It is nothing new, in fact I could point NMFS to one guy who likely steals several tons a year over at pier 19. Everyone said "oh they are being checked every trip" and blah blah blah....my butt!! They are hiding fish, they are offloading fish to center consoles and running them in at night ect. NMFS has 3....yes 3 whole guys to monitor Texas, of course they want TPW to do all their dirty work.

At least the RFA helped get a way to hurt these losers in Texas court as opposed to the often soft federal court, I am sure they will get pounded good unlike the old days when NMFS handled the cases. It is all coming to the surface......NMFS has failed AGAIN.

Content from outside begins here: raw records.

PR #2045, opened 2026-08-25
Support query iterator cursor

yhmo:


sdk-core/src/main/java/io/milvus/orm/iterator/QueryIteratorCursor.java
```diff
@@ -0,0 +1,142 @@
...
+        private Long lastElementOffset;
+
+        public QueryIteratorCursorBuilder sessionTs(long sessionTs) {
+            this.sessionTs = sessionTs;
+            return this;
+        }
+
+        public QueryIteratorCursorBuilder intPk(Long intPk) {
+            this.intPk = intPk;
+            return this;
```
yhmo, line 137: sdk-core/src/main/java/io/milvus/orm/iterator/QueryIteratorCursor.java line:125
Medium ---- toProto()/fromProto() drop lastElementOffset, so an element-filter cursor that is serialized and then deserialized resumes without the element offset: hasElementCursor() becomes false, the resumed iterator uses "pk >" (strict) instead of "pk >=" + QUERY_ITER_LAST_ELEMENT_OFFSET, and the remaining elements under the last matched pk are silently skipped. This contradicts the class javadoc ("the cursor holds ... the last matched element offset, so pagination can continue in a new iterator") and is a data-loss surface in the new public serialization API (in-memory resume through QueryIteratorReq.cursor(...) is unaffected). pymilvus has the same proto limitation, but its cp-file resume path preserves the offset in JSON, so this Java path is new. Consider rejecting toProto() when lastElementOffset is set, documenting the limitation, or extending QueryCursor with a last_element_offset field.

sdk-core/src/main/java/io/milvus/orm/iterator/QueryIterator.java
```diff
@@ -189,6 +195,34 @@ public void close() {
...
+            builder.strPk(String.valueOf(nextId));
+        } else {
+            builder.intPk(((Number) nextId).longValue());
+        }
+        return builder.build();
+    }
+
+    private void restoreFromCursor(QueryIteratorCursor cursor) {
+        this.sessionTs = cursor.getSessionTs();
+        this.nextId = cursor.getStrPk() != null ? cursor.getStrPk() : cursor.getIntPk();
```
yhmo, line 221: sdk-core/src/main/java/io/milvus/orm/iterator/QueryIterator.java line:221
Medium ---- The QueryIteratorReq.cursor field comment promises "offset is ignored in that case", but restoreFromCursor() never zeroes this.offset: the constructor reads it from the request before the cursor branch, seek() is skipped, and next() passes offset as the RPC offset on every resumed page (QueryIterator.java:180). The normal path consumes the request offset once inside seek() and then sets offset = 0; the resume path re-applies a non-zero request offset on each page, silently skipping rows at and after the resume boundary. Zeroing offset in restoreFromCursor() (or in the cursor branch) would make the code honor the documented contract.

sdk-core/src/main/java/io/milvus/v2/service/vector/request/QueryIteratorReq.java
```diff
@@ -172,6 +179,14 @@ public Map<String, Object> getFilterTemplateValues() {
         return filterTemplateValues;
     }
 
+    public QueryIteratorCursor getCursor() {
+        return cursor;
```
yhmo, line 183: sdk-core/src/main/java/io/milvus/v2/service/vector/request/QueryIteratorReq.java line:183
Low ---- The new cursor field is omitted from toString(), so a dumped request will not reveal whether a resume cursor is attached, unlike every other field. Consider appending ", cursor=" + cursor to help debugging resume flows.

sdk-core/src/main/java/io/milvus/orm/iterator/QueryIteratorCursor.java
yhmo: The issue is confirmed fixed. Resolving this conversation.

sdk-core/src/main/java/io/milvus/orm/iterator/QueryIterator.java
yhmo: The issue is confirmed fixed. Resolving this conversation.

sdk-core/src/main/java/io/milvus/v2/service/vector/request/QueryIteratorReq.java
yhmo: The issue is confirmed fixed. Resolving this conversation.

examples/src/main/java/io/milvus/v2/IteratorExample.java
```diff
@@ -199,6 +200,61 @@ private static void queryIteratorWithTemplate(int batchSize) {
...
+        System.out.printf("%d query results returned before cursor capture, cursor=%s%n",
+                firstPage.size(), cursor);
+
+        // resume pagination from the captured cursor in a brand new iterator
+        QueryIterator resumed = client.queryIterator(QueryIteratorReq.builder()
+                .collectionName(COLLECTION_NAME)
+                .expr(expr)
+                .outputFields(Lists.newArrayList(ID_FIELD, AGE_FIELD))
+                .batchSize(batchSize)
+                .limit(limit)
```
yhmo: examples/src/main/java/io/milvus/v2/IteratorExample.java line:235
Low ---- The resumed iterator re-applies the original .limit(limit) (100), so when the collection holds more than limit matching rows the combined output becomes firstPage.size() + limit (up to 102) instead of the advertised 100 - the cursor carries no remaining-limit state. Consider resuming with limit - firstPage.size(), or add a comment noting the caller must account for rows already consumed.

sdk-core/src/main/java/io/milvus/orm/iterator/QueryIterator.java
```diff
@@ -189,6 +195,35 @@ public void close() {
...
```
yhmo, line 221: sdk-core/src/main/java/io/milvus/orm/iterator/QueryIterator.java line:221
Low ---- The varchar primary-key resume path is only covered up to capture (queryIteratorGetCursorVarcharPk); an actual resume never runs through this strPk branch together with the quoted pk > "..." expression in setupNextExpr(). A regression there would go unnoticed - consider a queryIteratorResumesVarcharPkFromCursor test asserting the resumed expr and request.

examples/src/main/java/io/milvus/v2/IteratorExample.java
yhmo: The example now resumes with `limit - firstPage.size()`, so the combined total stays at `limit`; a comment documents the per-iterator limit semantics. Fixed.

sdk-core/src/main/java/io/milvus/orm/iterator/QueryIterator.java
yhmo: Added `queryIteratorResumesVarcharPkFromCursor`, which resumes from a strPk cursor and asserts the quoted `pk > \"...\"` expression plus the reused guarantee timestamp. Fixed.

PR #2047, opened 2026-08-26
Fix three PyMilvus parity gaps

yhmo:
- Expose deleted primary keys in DeleteResp
  - Preserve field index params in DescribeCollectionResp
  - Support compact target size units
  - Add a V2 function chain example

### DIFF
--- a/sdk-core/src/main/java/io/milvus/v2/service/utility/request/CompactReq.java
+++ b/sdk-core/src/main/java/io/milvus/v2/service/utility/request/CompactReq.java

Here is a testimony from August 2006 TPW Commission meeting adressing the enormity of the problem 2 years ago!


"I'd like to first commend you on the work Texas Parks and Wildlife has done to apprehend those illegally harvesting Red Snapper in the Texas Gulf. I'd also like to address the enormity of the problem that still exists by reading from a Houston Chronicle article that was published on the 17th by Shannon Thompkins. This cites a few of the violations that we've had in the recent past on the Texas Gulf.

"The morning of November 1, 2005, officers attempted to stop and inspect the Caitlin May on the Gulf of Galveston. The commercial vessel attempted to elude officers. During the resulting chase, officers said the Caitlin May rammed the patrol boat and the vessel's crew threw about 1,000 pounds of fish overboard. When the agents finally stopped the boarded vessel, they reported finding more than two tons of reef fish, including 3,659 pounds of snapper aboard the boat. Much of the catch, one law enforcement officer said, was stowed in a hidden compartment on the vessel."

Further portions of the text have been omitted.